[Saved entries]
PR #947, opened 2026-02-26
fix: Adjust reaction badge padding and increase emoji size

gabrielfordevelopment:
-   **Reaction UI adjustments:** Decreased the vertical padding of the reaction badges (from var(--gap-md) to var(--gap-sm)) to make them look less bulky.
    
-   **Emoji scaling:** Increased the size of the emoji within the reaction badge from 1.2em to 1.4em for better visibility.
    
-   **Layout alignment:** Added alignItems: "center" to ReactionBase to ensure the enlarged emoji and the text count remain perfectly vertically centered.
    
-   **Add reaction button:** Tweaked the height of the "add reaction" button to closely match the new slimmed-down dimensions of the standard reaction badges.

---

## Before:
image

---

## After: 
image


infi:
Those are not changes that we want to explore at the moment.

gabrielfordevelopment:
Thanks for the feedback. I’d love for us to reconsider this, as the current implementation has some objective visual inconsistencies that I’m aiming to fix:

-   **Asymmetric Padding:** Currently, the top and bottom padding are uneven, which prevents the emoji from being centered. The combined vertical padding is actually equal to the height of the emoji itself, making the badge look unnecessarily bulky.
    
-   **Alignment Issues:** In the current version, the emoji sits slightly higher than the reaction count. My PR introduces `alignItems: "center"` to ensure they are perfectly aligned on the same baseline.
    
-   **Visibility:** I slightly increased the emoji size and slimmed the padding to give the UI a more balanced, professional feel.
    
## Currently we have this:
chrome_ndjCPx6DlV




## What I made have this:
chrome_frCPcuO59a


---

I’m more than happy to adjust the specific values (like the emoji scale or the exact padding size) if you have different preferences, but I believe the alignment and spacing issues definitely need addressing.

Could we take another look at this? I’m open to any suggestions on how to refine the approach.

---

§ WHAT YOU WILL DO
Write out exactly the lines that begin at the one containing "## What I made" and continue through the last line of the data, and only those.

§ RESPONSE AREA
## What I made have this:
chrome_frCPcuO59a


---

I’m more than happy to adjust the specific values (like the emoji scale or the exact padding size) if you have different preferences, but I believe the alignment and spacing issues definitely need addressing.

Could we take another look at this? I’m open to any suggestions on how to refine the approach.

---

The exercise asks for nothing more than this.